>>>>>

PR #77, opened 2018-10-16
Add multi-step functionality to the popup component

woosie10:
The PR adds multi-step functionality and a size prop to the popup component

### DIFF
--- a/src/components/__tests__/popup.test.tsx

<<<<<
>>>>>

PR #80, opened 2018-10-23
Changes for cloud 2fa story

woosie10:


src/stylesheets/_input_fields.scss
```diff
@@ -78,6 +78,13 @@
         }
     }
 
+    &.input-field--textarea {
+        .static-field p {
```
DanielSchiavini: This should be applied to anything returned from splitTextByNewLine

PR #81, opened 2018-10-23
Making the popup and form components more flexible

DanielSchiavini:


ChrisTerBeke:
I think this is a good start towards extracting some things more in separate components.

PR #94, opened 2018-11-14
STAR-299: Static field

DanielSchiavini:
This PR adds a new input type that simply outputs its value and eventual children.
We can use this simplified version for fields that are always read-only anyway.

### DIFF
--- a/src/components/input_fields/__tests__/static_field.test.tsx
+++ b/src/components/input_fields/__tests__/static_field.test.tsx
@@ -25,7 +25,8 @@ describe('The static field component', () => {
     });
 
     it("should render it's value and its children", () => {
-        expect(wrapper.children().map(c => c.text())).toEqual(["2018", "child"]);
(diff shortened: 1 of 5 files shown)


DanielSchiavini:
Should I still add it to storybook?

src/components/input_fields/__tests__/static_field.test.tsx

<<<<<

- [WORK TASK] Retype only this portion of the data above: the line containing "PR #77, opened 2018-10-16", the line containing "--- a/src/components/__tests__/popup.test.tsx", and all lines between them, exactly.

- [EXERCISE RESULT]
PR #77, opened 2018-10-16
Add multi-step functionality to the popup component

woosie10:
The PR adds multi-step functionality and a size prop to the popup component

### DIFF
--- a/src/components/__tests__/popup.test.tsx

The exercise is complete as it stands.